> [THE TASK]:
All of the data that follows should be written out exactly.

> [RECORDS FOR THIS EXERCISE]:
# # # # # # #
PR #1182, opened 2026-07-20
fix(appium): fail fast on blocking system alerts + capture hook-failure artifacts

kar:
Two independent automation fixes, one commit each — splittable if you would rather land them separately.

## 1. Appium: diagnose blocked-device runs (`4680804`)

An **"Apple Account Sign In Requested"** 2FA modal sat on the CI iPhone for four consecutive `appium-smoke` runs (2026-07-20, runs `29714640386` → `29720164508`). It is a SpringBoard alert, so it swallows every tap while the Flutter view stays in the accessibility tree — the gear was *found* and *clicked* successfully, the taps just never reached the app. All 11 specs then failed in `before all` on an unrelated selector:

```
element ("~automation.screen_settings") still not existing after 15000ms
  at openSettingsScreen (src/flows/account.ts:64)
```

Confirmed present 20–22× in every red run and **absent from the last green run**.

- **Fail fast.** `acceptNotificationAlert` already detected the alert and had its text, but returned silently to "leave it for the caller to handle" — and no caller anywhere does. It now throws `BlockingSystemAlertError` with the text for device-level modals, and still returns silently for flow alerts.
- **Narrow on purpose.** A missed pattern falls back to today’s timeout; a false positive fails a run that would have passed. It must **not** match `Apple ID`/`Apple Account` alone — the StoreKit sandbox purchase sheet prompts for Apple ID sign-in mid-flow (dep-validate Stage D drives purchase/restore) — so only the 2FA phrasing matches.
- **Artifacts on hook failure.** This needed server-log forensics because the run produced no visual evidence: spec screenshots are per-test, and a `before all` failure aborts before any test body runs (the job reported *"No files were found with the provided path: output/*.png"*). `afterHook` now captures a screenshot + page source, best-effort so it cannot mask the hook’s real error. Both globs are already uploaded by the workflow.

## 2. dep-validate: drop the retired github-actions carve-out (`426dfd4`)

`dependabot-auto-merge.yml` removed its github-actions branch-prefix case in #1115, but `queue.mjs` / `SKILL.md` still ported the old rule — so every action bump was queued as needing human validation at any bump level, while the workflow auto-merged the non-major ones.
# # # # # # #
> [ANSWER SECTION]:
PR #1182, opened 2026-07-20
fix(appium): fail fast on blocking system alerts + capture hook-failure artifacts

kar:
Two independent automation fixes, one commit each — splittable if you would rather land them separately.

## 1. Appium: diagnose blocked-device runs (`4680804`)

An **"Apple Account Sign In Requested"** 2FA modal sat on the CI iPhone for four consecutive `appium-smoke` runs (2026-07-20, runs `29714640386` → `29720164508`). It is a SpringBoard alert, so it swallows every tap while the Flutter view stays in the accessibility tree — the gear was *found* and *clicked* successfully, the taps just never reached the app. All 11 specs then failed in `before all` on an unrelated selector:

```
element ("~automation.screen_settings") still not existing after 15000ms
  at openSettingsScreen (src/flows/account.ts:64)
```

Confirmed present 20–22× in every red run and **absent from the last green run**.

- **Fail fast.** `acceptNotificationAlert` already detected the alert and had its text, but returned silently to "leave it for the caller to handle" — and no caller anywhere does. It now throws `BlockingSystemAlertError` with the text for device-level modals, and still returns silently for flow alerts.
- **Narrow on purpose.** A missed pattern falls back to today’s timeout; a false positive fails a run that would have passed. It must **not** match `Apple ID`/`Apple Account` alone — the StoreKit sandbox purchase sheet prompts for Apple ID sign-in mid-flow (dep-validate Stage D drives purchase/restore) — so only the 2FA phrasing matches.
- **Artifacts on hook failure.** This needed server-log forensics because the run produced no visual evidence: spec screenshots are per-test, and a `before all` failure aborts before any test body runs (the job reported *"No files were found with the provided path: output/*.png"*). `afterHook` now captures a screenshot + page source, best-effort so it cannot mask the hook’s real error. Both globs are already uploaded by the workflow.

## 2. dep-validate: drop the retired github-actions carve-out (`426dfd4`)

`dependabot-auto-merge.yml` removed its github-actions branch-prefix case in #1115, but `queue.mjs` / `SKILL.md` still ported the old rule — so every action bump was queued as needing human validation at any bump level, while the workflow auto-merged the non-major ones.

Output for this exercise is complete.